近づいてドアを引く。開かない。リュックを下ろすとドライバーを取り出す。ちょいちょいと手を動かせば、かちりと鍵が外れる。悲しいかな、ここ数ヶ月で手慣れてしまった。
乗り込む前に一度周囲を見回して、奴らがいないことを確かめる。車内も安全なことを確かめると、テキパキと動かすための準備を始めた。
──空はまだ青い。
◆◆◆
「ううぅ……」
足がガクガクとする。自分の後ろを付かず離れずで追ってくる死体たちへの恐怖は当然のようにあるが、しかしそれ以上に自身の下半身が気になって仕方がない。さすがの唐来も、人間としての尊厳を失いたくない。この場には生きている人間が誰もいないとしても。
集中力に欠く。下半身に意識が行くと、途端にそれしか考えられなくなるので唐来は思考を方々にやりながら逃げていた。
後ろの死体たちも気になるが、逃げる方向も気になる。このまま行ってちゃんと目的地に付けるだろうか。唐来の体感であるが、結構蛇行して進んでいる気がする。太陽を確認しようとして顔を上げて、筋が伸びたためか刺激されて背筋に冷たいものが走る。
「……ゔゔんっ!」
ダムが決壊しそうになるのをなんとか宥めて、唐来は涙目になった。

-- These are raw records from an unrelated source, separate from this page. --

PR #1945, opened 2026-09-04
fix(cloud-assembly-schema): validation crashes with Invalid URL on Node >= 24.20.0

mrgrain:
Since GitHub runners started rolling out Node.js 24.20.0 (via `node-version: lts/*`), builds have been failing intermittently in `@aws-cdk/cloud-assembly-schema` with `TypeError: Invalid URL` during schema validation. The failure appears intermittent because it depends on which Node version the runner has cached; it will become permanent as the rollout completes.

The root cause is a latent bug in jsonschema@1.5.0 (the latest release). When no `base` option is passed to `validate()`, it stringifies `undefined` into its internal base URI, producing ref URIs like `/undefined#/definitions/X`. It then re-parses these against the opaque base `thismessage::/`, which is invalid per the WHATWG URL spec. Older URL parsers tolerated this; the Ada 4.0.0 parser shipped in Node.js 24.20.0 correctly rejects it, so every manifest validation throws. Our schemas and refs are standard and not at fault.

Since no fixed jsonschema release exists, this applies the upstream fix from tdegrunt/jsonschema#424 via `yarn patch`: it splits the `#` fragment manually instead of round-tripping through `new URL()`. The resolution is scoped to the jsonschema dependency of `@aws-cdk/cloud-assembly-schema` and declared in `.projenrc.ts`, because yarn only reads resolutions from the monorepo root. Note that jsonschema is a bundled dependency, so the patched code ships in the published package. The patch should be removed once upstream releases a fix.

Verified by running the full `@aws-cdk/cloud-assembly-schema` test suite (38 passed) and by exercising manifest loading with a simulated strict URL parser that throws like Node 24.20.0 does.

### Checklist

---

### DIFF
--- a/.projenrc.ts
+++ b/.projenrc.ts
@@ -392,6 +392,11 @@ repoProject.tasks.tryFind('build')!.spawn(gitSecretsScan);
 
 const repo = configureProject(repoProject);
 
+// Exclude dist from the NX cache to avoid restoring stale release artifacts
+repoProject.tryFindObjectFile('nx.json')!.patch(
+  pj.JsonPatch.remove('/targetDefaults/build/outputs/4'), // {projectRoot}/dist
+);
+
 interface GenericProps {
   private?: boolean;
 }
--- a/.projenrc.ts
+++ b/.projenrc.ts
@@ -476,6 +476,12 @@ const cloudAssemblySchema = configureProject(
 );
 fixupTestTask(cloudAssemblySchema);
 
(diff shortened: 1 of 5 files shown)


ShadowCat567 (approved):
I do not like this because we have to remember that we did this when `jsonschema` is fixed but we need this fix sooner than `jsonschema` is going to roll it out :/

残念なことに木々に隠れて太陽は見えなかった。方位磁石付きの腕時計をちらりと見て、大まかには間違っていないことを理解する。
「っ!」
一瞬気を抜いたのがいけなかったのか、服を掴まれた。
(くっそ、後ろになにも付いていないやつにしとけばよかった!)
今日の服は先日服屋に行った際に調達したものだ。流行を取り入れ、Tシャツとは違って不要な布を適度に取り入れた華美なヤツ。肩の後ろにも布があって、それが引っかかった。
ぐらりと体が傾いで地面に倒れ込んだ。
「ゔっ!」
ちゃぷん、と体の中でなにかが鳴った気がした。唇を噛んでそれを無視して、素早く身を捻って状況を確認する。白濁とした目が、しかししっかりと獲物の姿を写している。覆いかぶさるようにして腰を曲げてくるそれにナイフを突き立てる。
「チッ」
焦りすぎた。糸が切れたようにただのモノと成り果てたそれが、足元に崩れ落ちて立ち上がることを防ぐ。そうしているうちに前から別の奴がやってくる。それも腕を伸ばして同じように倒す。が、すぐにまた次が。足元には死体が重なり合って、体勢を立て直さなければ起きることができない。だがそんな暇はない。

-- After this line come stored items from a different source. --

PR #1952, opened 2026-09-08
fix(toolkit-lib): guard against a stack with no metadata in countAssemblyResults

sharonyajain:
`countAssemblyResults` counts annotation error codes after synth by calling `Object.values(stack.metadata)` for every stack in `assembly.stacksRecursively`, with no null guard. When a synthesized stack has no metadata (`stack.metadata` is `undefined`), `Object.values(undefined)` throws:

```
TypeError: Cannot convert undefined or null to object
    at Object.values (<anonymous>)
    at countAssemblyResults (packages/@aws-cdk/toolkit-lib/lib/toolkit/private/count-assembly-results.ts:11)
    at synthAndMeasure (.../toolkit.ts)
    at Toolkit.synth (.../toolkit.ts)
```

This crashes `Toolkit.synth()` for otherwise-valid apps. It was reported downstream in AWS Amplify Gen 2, where a backend defining auth + a multi-model data schema + storage produces at least one nested stack whose `metadata` is undefined: aws-amplify/amplify-backend#3316.

This change guards the access with `stack.metadata ?? {}` (one line) and adds a regression test covering both the undefined-metadata case and the normal annotation-counting path.

Fixes #

### Checklist

---

### DIFF
--- a/packages/@aws-cdk/toolkit-lib/test/toolkit/count-assembly-results.test.ts
+++ b/packages/@aws-cdk/toolkit-lib/test/toolkit/count-assembly-results.test.ts
@@ -1,0 +1,51 @@
+import { countAssemblyResults } from '../../lib/toolkit/private/count-assembly-results';
+
+// Minimal span that records incCounter calls; only the surface
+// countAssemblyResults touches is implemented.
+function fakeSpan() {
+  const counters: Array<{ name: string; delta?: number }> = [];
+  return {
+    counters,
+    span: {
+      incCounter: (name: string, delta?: number) => {
+        counters.push({ name, delta });
+      },
+    } as any,
+  };
+}
+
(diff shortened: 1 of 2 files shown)


mrgrain (approved):

packages/@aws-cdk/toolkit-lib/test/toolkit/count-assembly-results.test.ts
```diff
@@ -0,0 +1,51 @@
+import { countAssemblyResults } from '../../../lib/toolkit/private/count-assembly-results';
```
mrgrain:
```suggestion
import { countAssemblyResults } from '../../../src/toolkit/private/count-assembly-results';
```

mrgrain (changes requested):

mrgrain (approved):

唐来はどうにかこうにか片足だけ這い出させ、重なるように身を乗り出してきた次の敵がこれ以上近づかないように相手の胴に足を当てる。
「ひぃんんん」
情けない声が漏れた。動くたびに得も言われぬ悪寒が背筋を震わす。色んな意味でここで終わるかもしれない恐怖がぐるぐると体の中を回った。
死んでいるくせに道理に合わないほどの力強さでゾンビは体重を掛けて唐来の方に体を寄せようとしてくる。カチカチと鳴らす歯の音が耳障りだった。一層足に力を入れて、しかしそれが間違いだったのか、
「ひいっ!」
ずるり。足が滑る。少し前までの灼熱地獄で腐った肌が剥がれたのだ。踏ん張りが想定外に消えて、足を起点にして体が跳ねる。予期していない衝撃が襲った。目に入る情報がコマ送りのように見える。ゾンビがゆっくりとこちらに倒れ込んでくる。このままいけば、最悪の事態になる。本能が生き残るための行動以外を放棄する。そして──。
「あっ」
◆◆◆
暮れなずみの空の下、工藤は車内で睨むようにして外を見つめていた。この頃の日の落ちる時間から逆算して、あと十分もすれば太陽が空にあるうちに拠点に帰れなくなる。夜間の移動は自殺行為だった。ならばどこかで一日過ごさねばならないが、見知らぬ土地でそれはしたくない。それに工藤はともかくとして、相棒である唐来がどこにいるのかわからないのだ。もしもまだ森の中ならば、次の朝日が拝めない可能性もある。
指先がコツコツとハンドルを叩く。焦りで奥歯を噛みしめる。あと十分。その間に彼女が現れなければ、ここで夜を過ごす準備をしよう。幸いにして自動車は直った。車庫を漁ってガソリンも見つけたので、もしも寒かったとしても暖房はつけられる。
脳裏に去来する考えを努めて無視して、意識して息をする。「もしも」のことなど、考えたくなかった。それでも自分のくるくると回る頭はそれを止めることはできないのだけれど。
──こつん。
窓を叩く音がして、工藤はびくりと肩を震わせた。弾かれるようにそちらを向く。
「唐来!」
小さく悲鳴のような声が漏れる。窓の外には疲れたように佇む唐来がいた。無意識に入っていた肩から力が抜けた。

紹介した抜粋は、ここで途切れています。